Una de las sospechas más importantes es que el agresor utilizó alguna sustancia para poder abusar a la joven: “Es lo que creemos, calculo que eso va a salir después en los exámenes toxicológicos que realizaron”.

“Las chicas vieron que cuando se despidieron, ellos empezaron a caminar para el departamento de él, que queda a una cuadra del bar. Mi hija no lo recuerda. Ella tiene algunos vagos recuerdos, pero sí tuvo un nivel de inconciencia que no es por el alcohol, de esto estoy completamente segura”, reiteró.

La víctima logró salir de ese departamento como pudo y pidió ayuda. Dos chicas que la vieron le dieron ropa, la cubrieron y la ayudaron. Recordó el número de teléfono de su madre y quienes la socorrieron la llamaron: “Me dijeron tu hija está muy mal, e inmediatamente me subí al auto”, recordó la mujer. De inmediato se dirigió a ese departamento ubicado en las calles Perón y Boulevard Racedo.

Tras ayudarla y cerciorarse de su estado, la madre de la víctima dejó a la joven en compañía de las otras chicas y fue al departamento del agresor.
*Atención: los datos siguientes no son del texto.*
PR #548, opened 2021-05-17
upgrade JS client

sgratzl:
changes
 * add jest testing
 * upgrade to JavaScript only and removed CoffeeScript
 * add new class version `EpidataAsync` which returns Promises instead of expecting a callback param
 * wrap with an UMD header such that the library can be used both in the browser, AMD, and CommonJS (node) setups
 * add TypeScript typings


krivard (approved):
nice work

PR #556, opened 2021-05-21
[fb-survey] Describe and link contingency rollup files

nmdefries:
Document contingency rollup files.


capnrefsmmat:
Is there any reason to provide access to the non-rollup files? The rollup files seem like they are strictly better.

nmdefries:
RE usefulness: If someone already has all the historical files, they could want to download only new data, although the rollup files, especially in compressed form, aren't huge.

> I'd advertise the rollup files first, and stick the non-rollup link somewhere obscure on the page.

I'll do this for now, but I can remove the individual files entirely if you think they definitely won't be useful.

docs/symptom-survey/contingency-tables.md
```diff
@@ -91,6 +99,11 @@ is a concatenated list of other grouping variables used, ordered
 alphabetically. Values for variables used in file naming align with those
 within files as specified in the column section below.
 
+"Rollup" files containing all time periods for a given period type-aggregation
+type combination have names of the form:
+
+    {period_type}_{geo_type}_{aggregation_type}.csv.gz
+
```
capnrefsmmat, line 106: I think if you move this description up a bit (before the naming of the non-rollup files), this is ready to merge

capnrefsmmat (changes requested):
Good to go with one change

capnrefsmmat (approved):

PR #557, opened 2021-05-24
Add retry to Epidata request

chinandrew:
Add a single retry if an exception is encountered when making a request to the Epidata endpoint. If the retry fails, the exception encountered is reraised.

Also learned about reset_mock() so slipped that into an old test.

Requires https://github.com/cmu-delphi/operations/pull/66 otherwise the CI will fail on the import


krivard (approved):
👍

PR #704, opened 2021-09-03
Limit rows returned for correlations

dshemetov:
Addresses this comment https://github.com/cmu-delphi/delphi-epidata/pull/646#issuecomment-889457081.

**Prerequisites**:

- [x] Build is successful

### Summary

Currently, the `/correlations` endpoint in covidcast bypasses the row limits requirements by passing the query directly to `pd.read_sql_query`. This PR abstracts row limiting from `run_query` and adds it to `as_pandas`. A test to make sure it works is provided. 

There may be a possible issue where someone requests too many rows and the row limit leads to the two correlated time series being mismatched, which would likely lead to an Exception later in the correlation code. We could try and send an error message if the number of returned rows == MAX_RESULTS instead of proceeding, getting an error, and sending nothing.

### DIFF
--- a/tests/server/test_pandas.py
+++ b/tests/server/test_pandas.py
@@ -6,14 +6,13 @@ from typing import Any, Dict, Iterable
 import unittest
 
 import pandas as pd
-from pandas.core.frame import DataFrame
-from sqlalchemy import text
-import mysql.connector
+from sqlalchemy import create_engine
 
 # from flask.testing import FlaskClient
 from delphi_utils import Nans
+from delphi.epidata.server.main import app
 from delphi.epidata.server._pandas import as_pandas
-from delphi.epidata.server._query import limit_query
+from delphi.epidata.server._query import QueryBuilder
 
 # py3tester coverage target
 __test_target__ = "delphi.epidata.server._query"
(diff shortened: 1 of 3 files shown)


tests/server/test_pandas.py
```diff
@@ -0,0 +1,176 @@
...
+        columns = [
+            'id', 'source', 'signal', 'time_type', 'geo_type', 'time_value',
+            'geo_value', 'value_updated_timestamp', 'value', 'stderr',
+            'sample_size', 'direction_updated_timestamp', 'direction', 'issue',
+            'lag', 'is_latest_issue', 'is_wip', 'missing_value', 'missing_stderr',
+            'missing_sample_size'
+        ]
+        return pd.DataFrame.from_records([[i] + row.aslist for i, row in enumerate(rows, start=1)], columns=columns)
+
+    def test_as_pandas(self):
```
krivard, line 159: given the name, I expected this test to call `as_pandas`, but it does not. on purpose?

dshemetov: I agree it's weird that I just duplicated the innards of `as_pandas` here, but I couldn't think of a way to pass in my own `engine` variable into it.

dshemetov: I modified this with some Flask testing magic, but now I'm running into an issue with SQLAlchemy 
```
    def as_pandas(query: str, params: Dict[str, Any], db_engine: Engine = engine, parse_dates: Optional[Dict[str, str]] = None, limit_rows = MAX_RESULTS+1) -> pd.DataFrame:
        try:
            query = limit_query(query, limit_rows)
            return pd.read_sql_query(text(str(query)), db_engine, params=params, parse_dates=parse_dates)
        except Exception as e:
>           raise DatabaseErrorException(str(e))
E           delphi.epidata.server._exceptions.DatabaseErrorException: 200 OK: database error: Execution failed on sql 'SELECT t.id, t.source, t.signal, t.time_type, t.geo_type, t.time_value, t.geo_value, t.value_updated_timestamp, t.value, t.stderr, t.sample_size, t.direction_updated_timestamp, t.direction, t.issue, t.lag, t.is_latest_issue, t.is_wip, t.missing_value, t.missing_stderr, t.missing_sample_size FROM covidcast t      LIMIT 10000001': Boolean value of this clause is not defined
```
`Boolean value of this clause is not defined` is pretty cryptic and the [documentation ](https://docs.sqlalchemy.org/en/13/core/tutorial.html#using-textual-sql) hasn't helped so far.

dshemetov: Turned out the issue was that the `mysql.connector` used in the tests is different from the `sqlalchemy.engine` used in the actual server and `pd.read_sql_query` is only happy with the latter.

krivard (approved):
👍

Él estaba con otro hombre y ya había llegado la Policía. “Le dije muchísimas cosas”, rememoró. Allí recuperó las zapatillas de la joven, pero el resto de la ropa quedó en el inmueble y fue utilizada en la causa.

Actualmente la víctima tiene acompañamiento psicológico y el agresor sigue trabajando, con una única restricción, que es la quita del arma fuera del horario de trabajo. Temen que pueda volver a acercarse a ella.

La causa fue tomada por el fiscal Franco Bongiovanni y actualmente se encuentra en manos de la fiscal Agustina Pietranera. “Le pido a los fiscales que no pase desapercibido, esto pasa más de lo que uno cree. El tema es que no hay denuncias, las chicas por vergüenza o miedo no lo hacen”, remarcó.